Instructions for the task. Below are some records; copy each line in them that contains "assign".
++++ Task inputs
PR #41620, opened 2023-07-25
tag vpc for ocm

yasun1:
For the managed clusters provisioned from the ocm side, the additional tags on the subnets are required in the preflight check before installation. For the OCP step `aws-provision-tags-for-byo-vpc`, it introduces the tag with 'infra_id' which is required for the OCP cluster, however, we only get the infra_id after we create the cluster. So an individual step only for the managed cluster.

[OCPQE-17770](https://issues.redhat.com//browse/OCPQE-17770)


jianlinliu:
> For the OCP step aws-provision-tags-for-byo-vpc, it introduces the tag with 'infra_id' which is required for the OCP cluster, however, on the ocm side, we only get the infra_id after we create the cluster.

If I remember right, OCP is the same case,  only get the infra_id after we create the cluster.

yasun1:
@jianlinliu On the ocm side, it does the preflight check for tags before the cluster install, so we need to put the step before creation. This conflicts with the OCP process(do cluster installation -> tag vpc) .

yunjiang29:
I think three options for this requirement:
1. if post-action is acceptable, apply tag after cluster creation: get VPC after OCM cluster created, and apply tag to it.
2. if post-action is not acceptable,  add a switch to `aws-provision-tags-for-byo-vpc` to indicate if add infra_id tag or not
3. if post-action is not acceptable,  use different process for OCP and OCM, which is what this PR does.

Personally, I prefer 1, as the same behaviour applies to clusters (OCP and OCM).
2 & 3 are the easiest way but a little hard to maintain.

@yasun1  @lihongan can you confirm if 1 is acceptable?

yunjiang29:
> it does the preflight check for tags before the cluster install

So 1 is not acceptable? what about 2?

lihongan:
Please correct me if I'm wrong, I think for OCM the requirement is adding `elb` tags for subnets before installing the cluster, no need to add tag for vpc, right?

yasun1:
Certainly, option 2 is acceptable.  In the previous, I do not want to maintain too many switches in the script, but now seems like I can use one switch 'MANAGED_CLUSTER' to control the features for the ocm clusters.

lihongan:
The tag "kubernetes.io/cluster/${CLUSTER_ID}" is required by AWS Load Balancer Operator (ALBO) testing, it can be added to VPC and subnets in post-action.

yasun1:
Not sure whether need to separate the step into two, one is pre, another is post? It may be based on the requirement in the future.

ci-operator/step-registry/aws/provision/tags-for-byo-vpc/aws-provision-tags-for-byo-vpc-commands.sh
```diff
@@ -13,24 +13,32 @@ fi
...
+  if [[ -z $infra_id ]]; then
+    echo "Error: infra_id is empty"
+    exit 1
+  fi
+
+  echo "Adding tags for VPC: $vpc_id, tags: kubernetes.io/cluster/${infra_id}, value: shared."
+  aws --region $REGION ec2 create-tags --resources $vpc_id --tags Key=kubernetes.io/cluster/${infra_id},Value=shared
+fi
 
+# Add tags on subnets
```
yunjiang29, line 37:
```suggestion
# Add tags on private subnets
```

ci-operator/step-registry/aws/provision/tags-for-byo-vpc/aws-provision-tags-for-byo-vpc-commands.sh
```diff
@@ -13,24 +13,32 @@ fi
...
 echo "Adding tags for private subnets:$private_subnet_ids, tags: kubernetes.io/role/internal-elb, value is empty."
 aws --region $REGION ec2 create-tags --resources $private_subnet_ids --tags Key=kubernetes.io/role/internal-elb,Value=
 
-if [[ ${APPLY_TAGS_TO_PUBLIC_SUBNETS} == "yes" ]]; then
+if [[ ${MANAGED_CLUSTER} == "yes" ]]; then
   echo "Adding tags for public subnets:$public_subnet_ids, tags: kubernetes.io/role/elb, value is empty."
   aws --region $REGION ec2 create-tags --resources $public_subnet_ids --tags Key=kubernetes.io/role/elb,Value=
 fi
```
yunjiang29, line 44: How about combine [L25-35](https://github.com/openshift/release/pull/41620/files#diff-d2363855530a9951bd709a70c003a445c28e71b7cf050ba815b21ee645288b77R25-R35) together:
```
if [[ ${MANAGED_CLUSTER} == "yes" ]]; then
  # Adding tag for public subnets
else
  # Adding infra_id tag for VPC
fi
```

yunjiang29 (commented):
@yasun1 Added two comment, others look good to me

ci-operator/step-registry/aws/provision/tags-for-byo-vpc/aws-provision-tags-for-byo-vpc-commands.sh
yasun1: Below there is a step to add the public subnets, so `Add tags on subnets` should be more reasonable.

ci-operator/step-registry/aws/provision/tags-for-byo-vpc/aws-provision-tags-for-byo-vpc-commands.sh
yasun1: The reason why I do not combine these together is that they are two objects, one is vpc, another is subnet, there is no causation between the two. To be more scalability and readable, I'd like to put them into different blocks.

yunjiang29: Get it

ci-operator/step-registry/aws/provision/tags-for-byo-vpc/pre/aws-provision-tags-for-byo-vpc-pre-commands.sh
```diff
@@ -0,0 +1,30 @@
...
+  export AWS_SHARED_CREDENTIALS_FILE="${CLUSTER_PROFILE_DIR}/.awscred"
+fi
+
+REGION="${LEASED_RESOURCE}"
+
+vpc_id=$(head -n 1 ${SHARED_DIR}/vpc_id)
+private_subnet_ids=$(yq-go r -j ${SHARED_DIR}/private_subnet_ids | jq -r '[ . | join(" ") ] | @csv' | sed "s/\"//g")
+public_subnet_ids=$(yq-go r -j ${SHARED_DIR}/public_subnet_ids | jq -r '[ . | join(" ") ] | @csv' | sed "s/\"//g")
+
+if [[ -z $vpc_id ]] || [[ -z $private_subnet_ids ]]; then
```
yunjiang29, line 20:
```suggestion
if [[ -z $private_subnet_ids ]] || [[ -z $public_subnet_ids ]]; then
```

ci-operator/step-registry/aws/provision/tags-for-byo-vpc/pre/aws-provision-tags-for-byo-vpc-pre-commands.sh
```diff
@@ -0,0 +1,30 @@
...
+  echo "Error: Can not get VPC id or private subnets, exit"
```
yunjiang29, line 21:
```suggestion
  echo "Error: Can not get subnet ids, exit"
```

ci-operator/step-registry/aws/provision/tags-for-byo-vpc/pre/aws-provision-tags-for-byo-vpc-pre-commands.sh
```diff
@@ -0,0 +1,30 @@
...
+  echo "vpc: $vpc_id, private_subnet_ids: $private_subnet_ids"
```
yunjiang29, line 22:
```suggestion
  echo "private_subnet_ids: $private_subnet_ids, public_subnet_ids: $public_subnet_ids"
```

ci-operator/step-registry/aws/provision/tags-for-byo-vpc/pre/aws-provision-tags-for-byo-vpc-pre-commands.sh
```diff
@@ -0,0 +1,30 @@
...
+if [[ ${ENABLE_SHARED_VPC} == "yes" ]]; then
+  echo "Using shared account"
+  export AWS_SHARED_CREDENTIALS_FILE="${CLUSTER_PROFILE_DIR}/.awscred_shared_account"
+else
+  export AWS_SHARED_CREDENTIALS_FILE="${CLUSTER_PROFILE_DIR}/.awscred"
+fi
+
+REGION="${LEASED_RESOURCE}"
+
+vpc_id=$(head -n 1 ${SHARED_DIR}/vpc_id)
```
yunjiang29, line 16: `vpc_id` is not involved in this step

ci-operator/step-registry/aws/provision/tags-for-byo-vpc/pre/aws-provision-tags-for-byo-vpc-pre-ref.yaml
```diff
@@ -0,0 +1,18 @@
+ref:
+  as: aws-provision-tags-for-byo-vpc-pre
```
yunjiang29, line 2: As this step is only for pre-flight check, I suggest to add a `ocm`/`managed-cluster` or something like that to the step name, e.g. `aws-provision-tags-for-byo-vpc-for-mc` or `aws-provision-tags-for-byo-vpc-for-mc-precheck`

yunjiang29 (commented):
@yasun1

ci-operator/step-registry/aws/provision/tags-for-byo-vpc/pre/aws-provision-tags-for-byo-vpc-pre-ref.yaml
yasun1: The step is not only for ocm, but now it is only used by ocm. Need us to limit it only for ocm?

yasun1:
@yunjiang29 Please help review again.

yunjiang29:
/pj-rehearse periodic-ci-openshift-openshift-tests-private-release-4.12-amd64-nightly-aws-rosa-sts-hypershift-guest-p1-f7

yasun1:
@yunjiang29 Let us merge the PR first so that it will not be a blocker for the PR https://github.com/openshift/release/pull/41664

yunjiang29:
Merging this PR first and the following error will be fixed in https://github.com/openshift/release/pull/41664 
```
INFO[2023-07-27T02:24:23Z] Step aws-rosa-sts-hypershift-guest-p1-f7-aws-provision-tags-for-byo-vpc-ocm-pre succeeded after 14s. 
...
INFO[2023-07-27T02:52:27Z] Logs for container test in pod aws-rosa-sts-hypershift-guest-p1-f7-aws-provision-tags-for-byo-vpc: 
INFO[2023-07-27T02:52:27Z] jq: error: Could not open file /tmp/secret/metadata.json: No such file or directory
```

PR #41628, opened 2023-07-25
ODF: remove special prow config for ceph-csi repository

nixpanic:
The standard ODF (red-hat-storage) Prow configuration should be sufficient. There have been two Tide queries active, which caused PRs to be merged unintentionally. Using the default configuration will make the behavior easier to understand and is less prone to making mistakes.

/assign agarwal-mudit


Rakshith-R (changes requested):
OWNERS file seems to be have deleted too. 
I think we leave it as it is.
Other changes lgtm.

nixpanic:
> OWNERS file seems to be have deleted too. I think we leave it as it is. Other changes lgtm.

That is intentional, the whole directory is removed. There is an `OWNERS` file in the parent directory, which manages the standard configuration for the red-hat-storage organization.

agarwal-mudit (approved):
/lgtm

Rakshith-R (approved):

PR #41671, opened 2023-07-26
MGMT-15343: adding dependabot to trusted apps

eifrach:


core-services/prow/02_config/openshift-assisted/assisted-installer-deployment/_pluginconfig.yaml
```diff
@@ -1,3 +1,8 @@
+triggers:
```
osherdp, line 1: let's do this for all required repos, shall we?
* let's move this to ``core-services/prow/02_config/openshift-assisted/_pluginconfig.yaml``. this way it will apply for all the repositories in the ``openshift-assisted`` organization
* assisted-image-service misses this configuration as well

osherdp (changes requested):

core-services/prow/02_config/openshift-assisted/assisted-installer-deployment/_pluginconfig.yaml
osherdp, line 1: you can delete it now. it's enabled for the whole org

core-services/prow/02_config/openshift-assisted/_pluginconfig.yaml
```diff
@@ -61,3 +61,8 @@ plugins:
     - jira
     - size
     - welcome
+triggers:
+- repos:
+  - openshift-assisted
+  trusted_apps:
+  - dependabot
```
osherdp, line 68: tip: change IDE/vim settings to add blank lines at end of files
it will save you a lot of time with repos that we usually use as most of them rely on it

osherdp (approved):

core-services/prow/02_config/openshift-assisted/_pluginconfig.yaml
eifrach: I'm deleting it manually - usaully linter's complaining about empty line not requiring one 
i'm doing it on auto drive mode :)

PR #41674, opened 2023-07-26
stackrox: increase timeout for FIPS-related tests

BradLugo:
We saw an issue with the release-4.1 OSCI FIPS jobs where it would hit the 5h timeout.

/hold
/uncc
/assign @BradLugo


jschnath (commented):
Hi Brad I don't think we actually need to increase the timeout, at least not for release 4.1.2. There was a different problem there that has now been resolved. If the timeouts should be increased regardless I won't block you, but don't do it if it's just for the release 4.1.2.

PR #41710, opened 2023-07-27
Add gcp cert-rotation profiles

wangke19:
We don't have gcp cert-rotation on  amd64-nightly-4.13-upgrade-from-stable-4.12, and for upgrade path  amd64-nightly-4.13-upgrade-from-stable-4.13, we have one with workload-identity option which always ran into failure, cert-rotation is required to follow steps in bug https://issues.redhat.com/browse/OCPBUGS-15749  manually, so removed existing profile and added new one.


ci-operator/config/openshift/openshift-tests-private/openshift-openshift-tests-private-release-4.13__amd64-nightly-4.13-upgrade-from-stable-4.13.yaml
```diff
@@ -1,44 +1,3 @@
-base_images:
```
liangxia, line 1: Are those removal indented ?

PR #41720, opened 2023-07-27
Fix maistra operator integration test

jwendell:
- Fix docker login command
- Use `&&` between shell commands to stop on first error


mattmahoneyrh:
If docker login is not needed, why not just remove the login?

PR #41737, opened 2023-07-27
Remove the cap on COMPUTE_NODE_COUNT

krishvoor:


svetsa-rh:
@jianlinliu @yunjiang29 @technical-release-team-approvers PerfScale team needs to test various e2e workloads on AWS clusters for different cluster sizes to check for performance and scalability issues. 
Not sure why the max is being limited to 5 nodes. Could you ptal? 
Can we increase this to a larger number if we cannot remove it completely? We sometimes scale clusters up to 250 nodes.

svetsa-rh:
@krishvoor Are you able to scale nodes using WORKER_REPLICA_COUNT instead of COMPUTE_NODE_REPLICAS? If so, we can close this PR instead of updating defaults for creation time.

krishvoor:
> @krishvoor Are you able to scale nodes using WORKER_REPLICA_COUNT instead of COMPUTE_NODE_REPLICAS? If so, we can close this PR instead of updating defaults for creation time.

I have not yet, but can sure try this.

> Are you able to scale nodes using

I am thinking, this will work well for a use-case in the Day-2 job and will still be a problem during Day-1  scenario?

svetsa-rh:
> I am thinking, this will work well for a use-case in the Day-2 job and will still be a problem during Day-1 scenario?

That is true. For purpose of our testing, do we care for self managed clusters? Also, for self managed clusters, will it have significant impact on performance as seen by customers?

krishvoor:
> > I am thinking, this will work well for a use-case in the Day-2 job and will still be a problem during Day-1 scenario?
> 
> That is true. For purpose of our testing, do we care for self managed clusters? Also, for self managed clusters, will it have significant impact on performance as seen by customers?

Agreed for our case might not be impactful.

But thinking from a large cluster testing (say 120 nodes).
It might have an impact on overall cluster-install timings.

jianlinliu:
> Not sure why the max is being limited to 5 nodes.

Searched git commits, found this - https://github.com/openshift/release/pull/34716#discussion_r1054079591.

Personally I think the PR change make scenes. 

/lgtm

PR #41740, opened 2023-07-27
Remove 4.12 rosa testing in Prod.

svetsa-rh:
Originally added this file for us to be able to perform reliability testing for managed services to workaround longevity issues. For multiple reasons, that testing is now being done on Jenkins and there is no other reason for us to add/test in Prod. 
Deleting the file.


svetsa-rh:
@paigerube14 @jtaleric Can you ptal?

svetsa-rh:
`make jobs` in progress

svetsa-rh:
@qiliRedHat Can you ptal?

PR #41783, opened 2023-07-28
Run branch-protector every 3h

kaovilai:
Give us more iterations per day to update/test/fix branch protection rules.


smg247:
We don't want to do this. It uses a lot of tokens. I triggered a run ad-hoc.
/close

PR #44542, opened 2023-10-18
Pod isolation network host

pawelpaszki:
## WHAT
test: podisolation host-prefix check

## Local run
```
Getting list of management clusters in podisolation sector
Found 1 clusters
Getting network configuration for MC with cluster mgmt ID:<redacted>
Confirming that host_prefix of the MC is '24'

Passed tests:

OCPQE-17288

Failed tests:

```

### DIFF
--- a/ci-operator/step-registry/osd-ccs/fleet-manager/test/osd-ccs-fleet-manager-test-commands.sh
+++ b/ci-operator/step-registry/osd-ccs/fleet-manager/test/osd-ccs-fleet-manager-test-commands.sh
@@ -656,6 +656,40 @@ function test_machinesets_naming () {
 
 ###### end of machinesets naming test (OCP-68154) ######
 
+##################################################################
+
+###### host_prefix (podisolation) validation test (OCPQE-17288) ######
+
+function test_host_prefix_podisolation () {
+  TEST_PASSED=true
+  echo "Getting list of management clusters in podisolation sector"
+  CLUSTERS=$(ocm get /api/osd_fleet_mgmt/v1/management_clusters --parameter search="sector='podisolation'")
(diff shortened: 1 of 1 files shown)


pawelpaszki:
ping @jianping-shu

ci-operator/step-registry/osd-ccs/fleet-manager/test/osd-ccs-fleet-manager-test-commands.sh
```diff
@@ -656,6 +656,40 @@ function test_machinesets_naming () {
...
+        HOST_PREFIX=$(ocm get "$MGMT_CLUSTER_HREF" | jq -r .network.host_prefix)
+        echo "Confirming that host_prefix of the MC is '24'"
+        if [ "$HOST_PREFIX" -ne 24 ]; then
+          echo "Expected host_prefix of the MC to be '24'. Got '$HOST_PREFIX'"
+          TEST_PASSED=false
+        fi
+      fi
+    done
+  fi
+  update_results "OCPQE-17288" $TEST_PASSED
```
jianping-shu, line 688: I am thinking it might be a good idea to track such check with such OCPQE ticket instead of polarion test case as we talked before, since this doesn't worth a test case and maybe no appropriate test case to incorporating it.

pawelpaszki: ah yes. so are you suggesting to create a polarion test case and update the test case or keep the current code?

jianping-shu: I am ok with the current code.

PR #44547, opened 2023-10-18
sync okd builder with ocp to use go1.17

grokspawn:
As part of servicing [CVE-2023-44487](https://nvd.nist.gov/vuln/detail/CVE-2023-44487) we had to bump golang.org/x/net to 0.17.0, which requires go1.17.  OCP prow builder config is already at 1.17 but okd builder lags.

### DIFF
--- a/ci-operator/config/operator-framework/operator-marketplace/operator-framework-operator-marketplace-release-4.10__okd.yaml
+++ b/ci-operator/config/operator-framework/operator-marketplace/operator-framework-operator-marketplace-release-4.10__okd.yaml
@@ -3,19 +3,19 @@ base_images:
     name: "4.10"
     namespace: origin
     tag: base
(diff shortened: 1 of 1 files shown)


ncdc (approved):

ncdc:
e2e failed due to
```error: tag latest failed: Internal error occurred: registry.centos.org/dotnet/dotnet-31-centos7:latest: Get "https://registry.centos.org/v2/": dial tcp: lookup registry.centos.org on 172.30.0.10:53: no such host
```

That registry has been decommissioned: https://www.spinics.net/lists/centos-devel/msg22160.html

We won't be able to get the e2e to pass unless we make changes to the test code.

@joelanford given that the images rehearsal passed, I'm tempted to proceed to ack the rehearsals. WDYT?

PR #44554, opened 2023-10-18
cloud-credential-operator: Remove extra master and main branch config

sdodson:
There was duplicated master and main branch config that deviates from the norm. Remove it.


sdodson:
Observed in https://github.com/openshift/cloud-credential-operator/pull/607

PR #44557, opened 2023-10-18
Configuring SNYK for csi-driver-shared-resource-*

coreydaley:
It is expected that all of the `security` tests will fail.


coreydaley:
/assign @gabemontero 
it is ok that all of the `security` tests fail, we will fix them in the individual repositories at some point and then set the test to `required`

PR #44561, opened 2023-10-18
OTA-740: ci-operator/step-registry/ipi/conf/telemetry: Disable by default (again)

wking:
We'd tried this previously in 3c1da8eb20 (#32153), but had to roll it back with d61129c814 (#32249), to avoid failing:

    Prometheus when installed on the cluster should report telemetry if a cloud.openshift.com token is present

Subsequently, openshift/origin@76652fa4fa (openshift/origin#27422) taught that test-case about the config knob this step uses to disable Telemetry.  Those test-case changes are present in origin test suites starting in 4.12:

```console
$ for Y in $(seq 11 15); do git --no-pager grep 'should report telemetry' "origin/release-4.${Y}" -- test/extended/prometheus/prometheus.go; done
origin/release-4.11:test/extended/prometheus/prometheus.go:             g.It("should report telemetry if a cloud.openshift.com token is present [Late]", func() {
origin/release-4.12:test/extended/prometheus/prometheus.go:             g.It("should report telemetry [Late]", func() {
origin/release-4.13:test/extended/prometheus/prometheus.go:             g.It("should report telemetry [Late]", func() {
origin/release-4.14:test/extended/prometheus/prometheus.go:             g.It("should report telemetry [Serial] [Late]", func() {
origin/release-4.15:test/extended/prometheus/prometheus.go:             g.It("should report telemetry [Serial] [Late]", func() {
```

and [4.10 is end-of-life since 2023-09-10][1].  That leaves tests using 4.11 versions of the origin suite, and I'm addressing those via [the][2] [`JOB_NAME`][3] checks.  The checks are brittle, leaving out 4.9 and earlier, and possibly not matching some 4.11 jobs, but they will hopefully be sufficient to get us through until [4.11 goes end-of-life on 2024-02-10][3].  And when the defaulting logic breaks down, jobs that have an opinion can set `TELEMETRY_ENABLED` explicitly to match their needs.

[1]: https://access.redhat.com/support/policy/updates/openshift/#dates
[2]: https://docs.ci.openshift.org/docs/architecture/step-registry/#available-environment-variables
[3]: https://docs.prow.k8s.io/docs/jobs/#job-environment-variables

### DIFF
--- a/ci-operator/step-registry/ipi/conf/telemetry/ipi-conf-telemetry-commands.sh
+++ b/ci-operator/step-registry/ipi/conf/telemetry/ipi-conf-telemetry-commands.sh
@@ -4,6 +4,18 @@ set -o nounset
 set -o errexit
 set -o pipefail
 
+if test -z "${TELEMETRY_ENABLED}"
+then
+	if [[ "${JOB_NAME}" =~ 4[.]11 ]]
+	then
+		TELEMETRY_ENABLED=true
+		echo "TELEMETRY_ENABLED is empty, defaulting to '${TELEMETRY_ENABLED}' for the 4.11 ${JOB_NAME}"
+	else
+		TELEMETRY_ENABLED=false
+		echo "TELEMETRY_ENABLED is empty, defaulting to '${TELEMETRY_ENABLED}' for the not-4.11 ${JOB_NAME}"
+	fi
+fi
+
 if test true = "${TELEMETRY_ENABLED}"
 then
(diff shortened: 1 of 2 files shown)


wking:
Maybe the proxy is alive again:

/pj-rehearse

wking:
Not sure where Prow/Tide got off too.  Closing/reopening, to see if that unsticks them.

jupierce:
Trying to fix shellcheck anger here: https://github.com/openshift/release/pull/44591

wking:
Replaced by #44591 :bow:

PR #44588, opened 2023-10-19
Fix single arch to multi arch

shellyyang1989:


shellyyang1989:
cc @liangxia for approval. Thank you

ci-operator/config/openshift/openshift-tests-private/openshift-openshift-tests-private-release-4.14__amd64-stable.yaml
```diff
@@ -266,7 +266,7 @@ tests:
       UPGRADE_PRE_RUN_TAGS: '@upgrade-prepare and @4.14 and @azure-ipi and @heterogeneous
         and @network-ovnkubernetes and not @fips'
     test:
-    - chain: openshift-upgrade-qe-test-heterogeneous
+    - chain: openshift-upgrade-qe-test-arch-migration
```
liangxia, line 269: @shellyyang1989 Just to confirm, it means `xxx-to-multiarch` tests should use `arch-migration` test chain, or this is a special case here only ?

shellyyang1989: `xxx-to-multiarch` test uses `openshift-upgrade-qe-test-arch-migration` test chain on stable build, while it uses `openshift-upgrade-qe-test-heterogeneous` on nightly build.

liangxia: Good to know. Thanks for the info.

PR #44592, opened 2023-10-19
remove grafana branches and images for 4.12 and later

jan--f:


raptorsun:
It seems we should remove these lines, too:
https://github.com/openshift/release/blob/master/core-services/image-mirroring/openshift/mapping_origin_4_13#L143
https://github.com/openshift/release/blob/master/core-services/image-mirroring/openshift/mapping_origin_4_12#L141
https://github.com/openshift/release/blob/master/core-services/image-mirroring/openshift/mapping_origin_4_14#L151

PR #44595, opened 2023-10-19
aws-load-balancer-operator: use compacted credentials request for controller

alebedev87:
https://github.com/openshift/aws-load-balancer-operator/pull/114 changes the default controller's credentials request to unminified (equivalent to the upstream) version. For non-STS cluster it's still necessary to use the minified one as it results into an inline AWS role which is limited to 2048 chars.


alebedev87:
/hold

Holding this PR until github.com/openshift/aws-load-balancer-operator/pull/114 is ready to be merged.

alebedev87:
/pj-rehearse abort

The rehearsal won't pass until https://github.com/openshift/aws-load-balancer-operator/pull/114 is merged.

PR #44605, opened 2023-10-19
Snyk: un-ignore `snyk code` exit value

2uasimojo:
The `snyk_code` func as written would always succeed as the last command was an `echo`. Save the return code from the command and return it from the function.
++++++++
Solution to this exercise.
/assign agarwal-mudit
/assign @BradLugo
/assign @gabemontero 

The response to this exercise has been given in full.